## REQUIRED ACTION
Across the records below, count every line that contains the string "fire", then report the count alone.

[[ EXCERPTED DATA open ]]

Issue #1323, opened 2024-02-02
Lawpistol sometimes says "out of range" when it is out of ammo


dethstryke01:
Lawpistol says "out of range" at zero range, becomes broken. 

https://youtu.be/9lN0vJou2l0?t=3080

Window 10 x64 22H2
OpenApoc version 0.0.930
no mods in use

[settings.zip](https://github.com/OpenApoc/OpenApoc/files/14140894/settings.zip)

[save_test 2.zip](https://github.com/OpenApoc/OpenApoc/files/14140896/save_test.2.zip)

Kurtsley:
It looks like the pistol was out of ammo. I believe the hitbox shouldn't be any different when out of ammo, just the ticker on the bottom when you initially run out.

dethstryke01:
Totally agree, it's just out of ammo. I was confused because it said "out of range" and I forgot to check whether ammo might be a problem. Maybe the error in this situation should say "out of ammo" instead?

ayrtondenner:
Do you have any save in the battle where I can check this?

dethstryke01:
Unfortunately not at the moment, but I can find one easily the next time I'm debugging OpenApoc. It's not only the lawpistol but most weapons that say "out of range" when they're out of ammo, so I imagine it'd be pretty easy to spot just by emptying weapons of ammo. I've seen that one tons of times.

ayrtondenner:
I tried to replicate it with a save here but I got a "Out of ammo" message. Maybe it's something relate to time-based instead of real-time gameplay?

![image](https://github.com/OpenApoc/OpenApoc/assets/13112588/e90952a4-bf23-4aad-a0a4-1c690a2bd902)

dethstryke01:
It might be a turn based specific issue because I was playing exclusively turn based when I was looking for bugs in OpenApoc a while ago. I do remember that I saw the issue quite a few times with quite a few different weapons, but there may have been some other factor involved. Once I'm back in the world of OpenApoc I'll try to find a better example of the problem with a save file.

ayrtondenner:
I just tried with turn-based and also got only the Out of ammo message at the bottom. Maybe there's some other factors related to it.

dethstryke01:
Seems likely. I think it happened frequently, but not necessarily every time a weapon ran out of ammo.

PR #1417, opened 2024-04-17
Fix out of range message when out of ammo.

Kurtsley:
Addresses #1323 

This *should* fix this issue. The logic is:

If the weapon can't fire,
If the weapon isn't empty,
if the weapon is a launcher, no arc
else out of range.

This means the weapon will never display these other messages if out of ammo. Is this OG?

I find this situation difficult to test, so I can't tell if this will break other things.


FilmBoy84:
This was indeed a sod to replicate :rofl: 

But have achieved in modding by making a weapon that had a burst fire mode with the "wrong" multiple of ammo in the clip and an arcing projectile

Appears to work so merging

[[ EXCERPTED DATA closed ]]
[[ EXCERPTED DATA open ]]

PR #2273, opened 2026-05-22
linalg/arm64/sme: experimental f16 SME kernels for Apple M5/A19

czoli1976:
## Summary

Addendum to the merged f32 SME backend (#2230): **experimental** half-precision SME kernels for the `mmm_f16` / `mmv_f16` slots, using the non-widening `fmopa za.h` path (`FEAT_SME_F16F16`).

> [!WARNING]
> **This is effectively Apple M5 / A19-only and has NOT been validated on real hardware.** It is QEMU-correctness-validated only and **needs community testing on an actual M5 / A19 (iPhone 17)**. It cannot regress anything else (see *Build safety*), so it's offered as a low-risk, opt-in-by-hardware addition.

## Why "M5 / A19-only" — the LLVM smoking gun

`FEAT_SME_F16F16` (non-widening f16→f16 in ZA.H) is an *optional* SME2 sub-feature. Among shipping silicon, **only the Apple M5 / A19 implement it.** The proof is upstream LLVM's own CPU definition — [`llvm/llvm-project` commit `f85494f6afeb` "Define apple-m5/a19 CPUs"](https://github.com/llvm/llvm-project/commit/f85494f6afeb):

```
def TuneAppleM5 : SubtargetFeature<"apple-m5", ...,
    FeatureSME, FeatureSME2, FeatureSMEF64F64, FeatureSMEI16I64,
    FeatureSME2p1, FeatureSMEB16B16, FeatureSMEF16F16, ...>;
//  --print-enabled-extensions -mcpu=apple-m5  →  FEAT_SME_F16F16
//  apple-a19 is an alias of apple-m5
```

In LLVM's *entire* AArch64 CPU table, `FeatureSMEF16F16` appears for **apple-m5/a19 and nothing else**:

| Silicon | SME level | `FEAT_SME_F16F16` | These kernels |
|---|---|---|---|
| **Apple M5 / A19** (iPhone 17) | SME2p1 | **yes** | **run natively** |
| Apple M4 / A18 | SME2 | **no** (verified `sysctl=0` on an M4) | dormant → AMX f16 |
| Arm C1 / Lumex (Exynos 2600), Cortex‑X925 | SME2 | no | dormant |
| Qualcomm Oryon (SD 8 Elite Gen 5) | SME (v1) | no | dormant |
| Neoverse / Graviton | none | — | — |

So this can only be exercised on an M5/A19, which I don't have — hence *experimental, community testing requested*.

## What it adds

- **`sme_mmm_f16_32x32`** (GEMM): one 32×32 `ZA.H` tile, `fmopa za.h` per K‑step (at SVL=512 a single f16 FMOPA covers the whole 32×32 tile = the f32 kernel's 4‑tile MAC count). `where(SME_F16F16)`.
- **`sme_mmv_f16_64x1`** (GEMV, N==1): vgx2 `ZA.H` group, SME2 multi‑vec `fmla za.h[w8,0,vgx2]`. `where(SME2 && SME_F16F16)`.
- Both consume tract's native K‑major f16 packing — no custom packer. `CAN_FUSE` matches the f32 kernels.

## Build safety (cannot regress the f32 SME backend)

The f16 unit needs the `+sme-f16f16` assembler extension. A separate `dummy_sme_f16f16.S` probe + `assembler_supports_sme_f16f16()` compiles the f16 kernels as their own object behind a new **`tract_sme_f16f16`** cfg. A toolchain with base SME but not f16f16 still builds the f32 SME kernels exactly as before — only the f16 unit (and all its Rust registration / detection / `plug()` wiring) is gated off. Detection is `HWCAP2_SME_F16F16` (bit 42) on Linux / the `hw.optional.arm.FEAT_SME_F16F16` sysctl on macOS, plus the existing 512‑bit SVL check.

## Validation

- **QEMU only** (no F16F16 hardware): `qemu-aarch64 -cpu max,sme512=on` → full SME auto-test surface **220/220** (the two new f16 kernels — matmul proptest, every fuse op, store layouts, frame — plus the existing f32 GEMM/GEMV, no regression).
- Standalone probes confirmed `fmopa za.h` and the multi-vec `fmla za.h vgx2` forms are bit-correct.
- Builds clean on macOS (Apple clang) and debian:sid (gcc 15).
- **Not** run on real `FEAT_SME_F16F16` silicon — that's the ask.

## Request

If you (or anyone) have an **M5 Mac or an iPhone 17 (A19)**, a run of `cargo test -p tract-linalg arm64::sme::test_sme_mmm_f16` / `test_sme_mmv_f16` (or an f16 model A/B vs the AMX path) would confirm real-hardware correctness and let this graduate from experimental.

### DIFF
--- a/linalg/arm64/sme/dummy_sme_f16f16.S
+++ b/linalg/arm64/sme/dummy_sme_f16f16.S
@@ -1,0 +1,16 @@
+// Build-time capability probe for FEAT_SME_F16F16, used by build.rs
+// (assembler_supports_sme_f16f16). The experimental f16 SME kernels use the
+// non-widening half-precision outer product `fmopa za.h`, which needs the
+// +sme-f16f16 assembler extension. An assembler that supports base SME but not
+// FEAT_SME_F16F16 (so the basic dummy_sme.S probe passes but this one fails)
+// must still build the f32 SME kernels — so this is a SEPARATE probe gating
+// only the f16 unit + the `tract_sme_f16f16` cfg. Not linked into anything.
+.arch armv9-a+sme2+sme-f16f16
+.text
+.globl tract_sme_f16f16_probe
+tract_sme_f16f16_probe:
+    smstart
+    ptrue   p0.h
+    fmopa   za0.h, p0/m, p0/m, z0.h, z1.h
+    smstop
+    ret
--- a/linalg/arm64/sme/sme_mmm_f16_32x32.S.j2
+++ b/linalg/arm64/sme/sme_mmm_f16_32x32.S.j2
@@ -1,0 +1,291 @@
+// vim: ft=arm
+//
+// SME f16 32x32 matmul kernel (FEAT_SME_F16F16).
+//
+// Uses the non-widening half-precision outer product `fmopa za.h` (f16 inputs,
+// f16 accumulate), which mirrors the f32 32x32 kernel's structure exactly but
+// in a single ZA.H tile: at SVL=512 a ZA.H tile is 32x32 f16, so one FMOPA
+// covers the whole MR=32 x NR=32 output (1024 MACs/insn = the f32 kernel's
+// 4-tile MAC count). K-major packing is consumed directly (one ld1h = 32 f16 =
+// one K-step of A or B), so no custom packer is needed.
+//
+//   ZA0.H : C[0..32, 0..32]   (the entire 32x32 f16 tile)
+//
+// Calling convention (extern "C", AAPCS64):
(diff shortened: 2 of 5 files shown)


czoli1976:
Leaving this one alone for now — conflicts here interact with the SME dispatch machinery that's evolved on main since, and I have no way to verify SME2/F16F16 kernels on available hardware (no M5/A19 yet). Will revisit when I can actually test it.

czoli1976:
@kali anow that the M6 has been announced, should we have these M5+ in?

[[ EXCERPTED DATA closed ]]
[[ EXCERPTED DATA open ]]

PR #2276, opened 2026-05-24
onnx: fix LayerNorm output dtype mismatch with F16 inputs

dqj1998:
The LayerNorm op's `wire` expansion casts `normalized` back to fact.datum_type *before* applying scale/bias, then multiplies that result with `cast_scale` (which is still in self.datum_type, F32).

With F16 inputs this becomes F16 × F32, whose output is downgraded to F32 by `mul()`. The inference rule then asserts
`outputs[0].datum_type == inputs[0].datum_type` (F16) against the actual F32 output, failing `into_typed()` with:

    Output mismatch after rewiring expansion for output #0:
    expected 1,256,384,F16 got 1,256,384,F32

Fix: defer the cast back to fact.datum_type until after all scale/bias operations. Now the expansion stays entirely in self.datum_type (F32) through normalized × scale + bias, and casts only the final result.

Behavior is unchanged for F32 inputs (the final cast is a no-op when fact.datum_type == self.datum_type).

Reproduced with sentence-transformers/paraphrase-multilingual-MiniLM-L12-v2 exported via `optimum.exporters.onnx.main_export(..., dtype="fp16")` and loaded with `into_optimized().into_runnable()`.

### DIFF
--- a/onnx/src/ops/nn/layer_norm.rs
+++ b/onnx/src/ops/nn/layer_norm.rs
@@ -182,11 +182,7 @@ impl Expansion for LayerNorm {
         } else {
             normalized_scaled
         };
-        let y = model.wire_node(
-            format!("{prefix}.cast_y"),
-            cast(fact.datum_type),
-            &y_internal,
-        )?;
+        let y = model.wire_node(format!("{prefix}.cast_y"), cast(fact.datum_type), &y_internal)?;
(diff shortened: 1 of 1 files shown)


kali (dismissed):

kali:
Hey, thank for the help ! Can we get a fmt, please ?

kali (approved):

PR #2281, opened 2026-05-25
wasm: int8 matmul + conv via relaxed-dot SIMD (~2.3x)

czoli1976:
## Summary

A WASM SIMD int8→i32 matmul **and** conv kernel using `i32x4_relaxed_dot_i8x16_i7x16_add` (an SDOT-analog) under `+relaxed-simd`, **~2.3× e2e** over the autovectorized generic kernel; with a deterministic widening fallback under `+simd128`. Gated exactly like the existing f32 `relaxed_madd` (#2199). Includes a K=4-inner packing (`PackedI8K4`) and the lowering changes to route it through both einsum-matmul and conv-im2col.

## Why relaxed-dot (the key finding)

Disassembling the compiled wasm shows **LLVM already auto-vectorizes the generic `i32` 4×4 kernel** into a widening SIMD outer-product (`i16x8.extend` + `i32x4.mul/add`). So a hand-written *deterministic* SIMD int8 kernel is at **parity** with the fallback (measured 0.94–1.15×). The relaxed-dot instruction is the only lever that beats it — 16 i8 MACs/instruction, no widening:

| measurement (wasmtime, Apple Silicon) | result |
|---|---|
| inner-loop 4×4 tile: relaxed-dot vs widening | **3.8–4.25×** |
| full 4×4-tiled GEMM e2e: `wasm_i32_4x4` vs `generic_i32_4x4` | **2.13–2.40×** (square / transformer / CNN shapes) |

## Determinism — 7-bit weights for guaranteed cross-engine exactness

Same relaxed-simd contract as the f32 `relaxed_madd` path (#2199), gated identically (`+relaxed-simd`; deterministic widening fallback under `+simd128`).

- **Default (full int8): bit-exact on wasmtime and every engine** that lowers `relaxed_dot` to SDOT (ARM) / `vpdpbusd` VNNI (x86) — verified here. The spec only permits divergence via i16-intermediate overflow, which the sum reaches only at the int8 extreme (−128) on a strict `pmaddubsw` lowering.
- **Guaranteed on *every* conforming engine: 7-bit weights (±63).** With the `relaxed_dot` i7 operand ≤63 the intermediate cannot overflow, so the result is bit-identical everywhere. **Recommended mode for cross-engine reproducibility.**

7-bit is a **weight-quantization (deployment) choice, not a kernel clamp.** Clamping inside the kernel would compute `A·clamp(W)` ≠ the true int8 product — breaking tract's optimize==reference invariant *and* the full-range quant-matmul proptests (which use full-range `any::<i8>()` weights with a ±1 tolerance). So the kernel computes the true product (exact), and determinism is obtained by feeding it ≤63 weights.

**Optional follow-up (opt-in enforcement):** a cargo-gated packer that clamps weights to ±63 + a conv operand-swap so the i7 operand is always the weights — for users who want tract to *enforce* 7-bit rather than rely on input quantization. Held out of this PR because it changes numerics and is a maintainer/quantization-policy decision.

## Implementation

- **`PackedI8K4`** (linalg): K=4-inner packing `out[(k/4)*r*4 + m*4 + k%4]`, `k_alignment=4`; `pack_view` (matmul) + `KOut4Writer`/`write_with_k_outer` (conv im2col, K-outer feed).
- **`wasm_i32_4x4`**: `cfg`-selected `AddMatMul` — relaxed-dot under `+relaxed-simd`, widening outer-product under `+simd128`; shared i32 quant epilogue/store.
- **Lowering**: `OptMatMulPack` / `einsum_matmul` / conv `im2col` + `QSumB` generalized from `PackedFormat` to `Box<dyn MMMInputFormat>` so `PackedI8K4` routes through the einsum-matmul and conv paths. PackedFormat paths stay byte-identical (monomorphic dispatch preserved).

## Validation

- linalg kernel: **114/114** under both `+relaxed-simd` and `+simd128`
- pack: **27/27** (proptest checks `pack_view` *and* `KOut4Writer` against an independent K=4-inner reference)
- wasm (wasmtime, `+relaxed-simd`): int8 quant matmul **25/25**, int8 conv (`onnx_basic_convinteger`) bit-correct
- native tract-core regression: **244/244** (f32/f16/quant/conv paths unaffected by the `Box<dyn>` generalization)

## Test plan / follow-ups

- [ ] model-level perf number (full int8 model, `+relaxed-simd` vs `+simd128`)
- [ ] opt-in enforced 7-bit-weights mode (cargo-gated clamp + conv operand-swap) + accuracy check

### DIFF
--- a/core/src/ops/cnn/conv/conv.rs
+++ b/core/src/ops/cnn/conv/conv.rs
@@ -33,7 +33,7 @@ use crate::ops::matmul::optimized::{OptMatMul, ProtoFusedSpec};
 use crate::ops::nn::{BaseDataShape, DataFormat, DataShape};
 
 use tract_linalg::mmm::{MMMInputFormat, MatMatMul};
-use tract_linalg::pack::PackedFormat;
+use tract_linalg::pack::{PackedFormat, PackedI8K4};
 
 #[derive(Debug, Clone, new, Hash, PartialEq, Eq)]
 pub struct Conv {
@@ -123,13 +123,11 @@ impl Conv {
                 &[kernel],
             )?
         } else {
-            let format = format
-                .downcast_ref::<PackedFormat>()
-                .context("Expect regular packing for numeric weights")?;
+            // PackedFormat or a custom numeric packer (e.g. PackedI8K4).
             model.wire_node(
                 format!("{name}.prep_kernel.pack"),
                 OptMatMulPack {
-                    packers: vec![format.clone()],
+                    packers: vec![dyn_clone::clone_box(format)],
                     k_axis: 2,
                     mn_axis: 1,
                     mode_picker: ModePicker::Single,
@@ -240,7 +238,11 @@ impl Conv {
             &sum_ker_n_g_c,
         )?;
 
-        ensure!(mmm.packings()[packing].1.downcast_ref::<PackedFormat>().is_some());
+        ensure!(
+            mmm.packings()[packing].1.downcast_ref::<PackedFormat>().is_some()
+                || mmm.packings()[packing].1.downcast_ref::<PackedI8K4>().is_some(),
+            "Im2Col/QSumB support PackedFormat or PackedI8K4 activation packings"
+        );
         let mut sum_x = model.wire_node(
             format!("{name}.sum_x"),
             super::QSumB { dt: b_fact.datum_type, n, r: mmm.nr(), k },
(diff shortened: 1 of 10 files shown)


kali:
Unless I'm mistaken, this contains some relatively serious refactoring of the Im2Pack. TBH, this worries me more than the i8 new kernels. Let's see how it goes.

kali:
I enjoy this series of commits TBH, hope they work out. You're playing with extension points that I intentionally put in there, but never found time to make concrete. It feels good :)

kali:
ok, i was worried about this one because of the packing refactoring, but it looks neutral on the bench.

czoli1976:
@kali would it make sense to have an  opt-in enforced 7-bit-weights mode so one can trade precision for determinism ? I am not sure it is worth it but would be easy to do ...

[[ EXCERPTED DATA closed ]]

## TASK SOLUTION
2